# Animation erstellen mir ImageReady



## Mirco992280hh (11. November 2004)

Hallo Leute,

 ich habe 2 Banner in der Größe 234 x 60 Pixel in Photoshop erstellt, diese
 als Gif abgespeichert und möchte diese jetzt mit ImageReady im Wechsel animieren.

 Kann mir jemand weiterhelfen?

 Gruß,
 Mirco


----------



## Philip Kurz (11. November 2004)

Hast du dich schon ein wenig mit den Grundlagen von ImageReady beschäftigt?

Jedenfalls geht das recht einfach. Neues Frame erstellen und den "oberen" Banner ausblenden.
Nun kannst du eine "Animationskette" erstellen und somit die Zeit zwischen den Wechseln festlegen.

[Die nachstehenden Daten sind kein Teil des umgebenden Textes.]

PR #236, opened 2023-01-27
remove Key::FeeEstimation. update metadata.scale. fix issue with types.

cr4pt0:
- remove Key::FeeEstimation. 
- update metadata.scale. 
- fix issue with types. ArithmeticError moved to other module so the tests for new metadata scale failed. fixed the problem.


clients/runtime/src/types.rs
```diff
@@ -246,7 +251,7 @@ mod dispatch_error {
 		Unsupported,
 	);
 
-	convert_enum!(RichArithmeticError, ArithmeticError, Underflow, Overflow, DivisionByZero,);
+	// convert_enum!(RichArithmeticError, ArithmeticError, Underflow, Overflow, DivisionByZero,);
```
ebma, line 254: Why is this commented out?

pallets/oracle/src/tests.rs
```diff
@@ -205,7 +205,7 @@ fn test_is_invalidated() {
 #[test]
 fn set_xlm_tx_fees_per_byte_succeeds() {
```
ebma, line 206: I guess we can remove this test altogether, since by removing the FeeEstimation item, we remove the need for the test

ebma (changes requested):

clients/runtime/src/types.rs
cr4pt0: fixed.
reuse auto implement macros instead of match statement for ArithmeticError

pallets/oracle/src/tests.rs
cr4pt0: Done.

clients/runtime/src/types.rs
```diff
@@ -214,7 +214,10 @@ mod vault_id {
 
 mod dispatch_error {
 	use crate::metadata::{
-		runtime_types::sp_runtime::{ArithmeticError, ModuleError, TokenError, TransactionalError},
+		runtime_types::{
+			sp_arithmetic::ArithmeticError as OtherArithmeticError,
```
ebma, line 218: Why can't we leave the name as 'ArithmeticError'? Why does it need to be 'OtherArithmeticError'?

cr4pt0: Oh. Sure . You are right. Now we can. Fixed.
There was a line with the import of other ArithmeticError.
I removed that line and now there is no need for alias.
Thanks. FIxed.

clients/vault/tests/vault_integration_tests.rs
```diff
@@ -212,7 +210,6 @@ async fn test_redeem_succeeds() {
 		get_exchange_rate(&vault_provider, DEFAULT_TESTING_CURRENCY).await;
 		get_exchange_rate(&vault_provider, DEFAULT_WRAPPED_CURRENCY).await;
 		get_exchange_rate(&vault_provider, DEFAULT_NATIVE_CURRENCY).await;
-		assert_eq!(keys.len(), 3);
```
ebma, line 215: Is it necessary to completely remove this line? I assume there is now some kind of mismatch and the assertion does not hold anymore. But if that's the case, can't we simply change the number we expect?

ebma:
Just FYI, I asked something related to this change on Slack and we have to wait until it is discussed before merging this.

clients/vault/tests/vault_integration_tests.rs
cr4pt0: Yes. Right. Done!

ebma: Does this still work? Removing lines 211-215 does not have an impact on the outcome of the `test_redeem_succeeds()` integration test? 😳

ebma: @cr4pt0 did you check if this particular test still works after the changes?

ebma:
The discussion was resolved on Slack and we decided not to have the inclusion fee for redeem requests, thus we can go ahead and remove the `FeeEstimation` key. There are two warnings about unused imports that should be fixed and I asked about the other test case, which I would like to have resolved before merging @cr4pt0.

clients/vault/tests/vault_integration_tests.rs
cr4pt0: Yes. It works. i added that line trying solve the issue that i have with integration tests.
But lines that we removed are not necessary,` test_with_vault` function feed values for tests.
@ebma

cr4pt0:
> The discussion was resolved on Slack and we decided not to have the inclusion fee for redeem requests, thus we can go ahead and remove the `FeeEstimation` key. There are two warnings about unused imports that should be fixed and I asked about the other test case, which I would like to have resolved before merging @cr4pt0.

great! fixed warning.
pr ready for merge.

ebma (approved):
Ready for merge, good job 👍

PR #237, opened 2023-01-30
211 update test case for the ci jobs

b-yap:
Base code is actually from @cr4pt0's 233 branch, so https://github.com/pendulum-chain/spacewalk/pull/236 should be merged first.

* made sure to use the `shutdown()` for the write half of stream
* made sure to drop the connector when disconnected
* ^ if/when everything works, we won't need the `is_disconnected` field, since the _`send()`_ function will return **_`Err(SendFailed("channel closed"))`_**


cr4pt0 (approved):

clients/stellar-relay-lib/src/connection/services.rs
```diff
@@ -298,10 +305,12 @@ pub(crate) async fn connection_handler(
...
 			},
 
-			Ok(None) => {},
+			Ok(None) => {
+				log::info!("why is it none?");
+			},
 
 			Err(elapsed) => {
-				log::error!("{} for receiving messages.", elapsed.to_string());
+				log::info!("{} for receiving messages.", elapsed.to_string());
```
ebma, line 313: This message probably also is not accurate (?). If I understand correctly it should be something like "Connection timed out after {} seconds."

clients/stellar-relay-lib/src/tests/mod.rs
```diff
@@ -84,41 +97,54 @@ async fn stellar_overlay_should_receive_tx_set() {
...
-							.send(StellarMessage::GetTxSet(txset_hash))
-							.await
-							.unwrap();
-					}
-				},
-				StellarMessage::TxSet(set) => {
-					tx_set_vec.push(set);
-					break
+	let mut overlay_connection = Arc::new(Mutex::new(
+		StellarOverlayConnection::connect(node_info.clone(), cfg).await.unwrap(),
```
ebma, line 102: Is the comma at the end of line necessary or is it a typo?

clients/stellar-relay-lib/src/tests/mod.rs
```diff
@@ -84,41 +97,54 @@ async fn stellar_overlay_should_receive_tx_set() {
...
+	})
+	.await
+	.expect("time has elapsed");
+
+	overlay_connection
+		.lock()
+		.await
+		.disconnect()
+		.await
+		.expect("Should be able to disconnect");
```
ebma, line 144: Do we really need to disconnect twice? There already is a disconnect happening in l. 127, so I'm not sure if/why we need both.

ebma (approved):
LGTM

PR #240, opened 2023-02-06
implement pull node

b-yap:
Based on https://github.com/stellarbeat/js-stellar-node-connector/commit/3b032d6f545d4c421b976e970d54e0ada60d7cf9
To fix the occassional network disconnection every 2 or 3 minutes


ebma (approved):
I couldn't figure out what exactly makes the difference here. I assume that it's the change of `flags` to 100 but the stellar types don't have documentation about it.
Since it works anyways and it's not that important we know how the flags work, I'm happy to approve it though

cr4pt0 (approved):

PR #1327, opened 2026-03-20
fix: check for NULL after sdscatlen in sdscatrepr to prevent OOM crash

ghost:
## Summary

Adds NULL checks in `sdscatrepr()` after calls to `sdscatlen()` and `sdscatprintf()`, which can return NULL on allocation failure.

## Bug

`sdscatrepr()` calls `sdscatlen`/`sdscatprintf` in a loop without checking return values. If any allocation fails (OOM), the returned NULL is passed to the next call which dereferences it via `sdslen()`, causing a crash.

## Fix

Add two NULL checks:
1. After the initial `sdscatlen(s, "\"", 1)` before entering the loop
2. After each switch case inside the loop before advancing `p`

Fixes #1318

---

> [!NOTE]
> **Low Risk**
> Low risk: small, localized error-handling change that only affects behavior under out-of-memory conditions and should prevent a NULL dereference crash.
> 
> **Overview**
> Prevents an out-of-memory crash in `sdscatrepr()` by **checking for NULL** after the initial `sdscatlen()` and after each append operation in the loop, returning NULL immediately if an allocation fails.
> 
> <sup>Written by [Cursor Bugbot](https://cursor.com/dashboard?tab=bugbot) for commit 0f5dbd245b37079054d0a507b1601a6ba0bd7a27. This will update automatically on new commits. Configure [here](https://cursor.com/dashboard?tab=bugbot).</sup>

### DIFF
--- a/sds.c
+++ b/sds.c
@@ -874,6 +874,7 @@ void sdsfreesplitres(sds *tokens, int count) {
  * references must be substituted with the new pointer returned by the call. */
 sds sdscatrepr(sds s, const char *p, size_t len) {
     s = sdscatlen(s,"\"",1);
+    if (s == NULL) return NULL;
     while(len--) {
         switch(*p) {
         case '\\':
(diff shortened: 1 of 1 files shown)


michael-grunder:
I don't think hiredis actually uses `sdscatrepr`.

ghost:
You're right, hiredis doesn't call sdscatrepr anywhere outside of sds.c's own test. The function is only defined in the bundled sds library. I can close this if it's not worth fixing dead code paths.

Wenn du das nun als *.gif speicherst wiederholt sich die Animation und du bist glücklich


----------



## Markus Kolletzky (11. November 2004)

Hallo,

- Beide Banner in ein Dokument auf separate Ebenen laden, 
- zu Image Ready wechseln,
- Neuen Animationsframe erstellen, 
- ggfls. die Zeiten anpassen, 
- im ersten Frame nur Ebene 1 sichtbar machen, 
- zum nächsten Frame wechseln und dort nur Ebene 2 sichtbar machen

Genaueres im Handbuch oder F1 unter dem Stichwort "Animationen erstellen"

Gruss Markus


----------



## Mirco992280hh (11. November 2004)

geht das ein wenig genauer!?
Wie sind die ersten Schritte im ImageReady? Finde nix mit "Frame" erstellen!


----------



## Consti (11. November 2004)

Guck im Handbuch - das gibt es IMMER dabei, wenn du dir ein Produkt von Adobe kaufst!

Da steht es recht gut drin erklärt!


----------



## Mirco992280hh (11. November 2004)

Perfekt... Danke!


----------



## Mirco992280hh (11. November 2004)

Kleine Frage noch: Wie speicher ich die Animation jetzt richtig ab?
Wenn ich "speichern unter" wähle, kann ich lediglich meine Grafik als psd abspeichern...
Was hast es mit "Optimiert-Version speichern" oder " Platzieren" auf sich?


----------



## Markus Kolletzky (11. November 2004)

Deine Speicheroption sollte "Optimiert speichern unter.." sein, dann gibt Dir
Image Ready automatisch *.gif vor.


----------



## Mirco992280hh (11. November 2004)

Ja supi, hat alles geklappt! Nochmals vielen vielen Dank für die kompetenten Tipps!
Eine Frage hätte ich noch: Nehmen wir mal an, die animierte Version ist zu groß.. Kann ich direkt
in ImageReady die Anzahl der Farben von 256 auf z.B. auf 128 reduzieren oder muss ich dies vorab in Photoshop erledigen?


----------



## Markus Kolletzky (11. November 2004)

Nein, das kannst Du auch problemlos in IR erledigen. 
Einfach unten gezeigte Karteikarte suchen und dort die gewünschte Optimierungs-
einstellung vornehmen.

Gruss


----------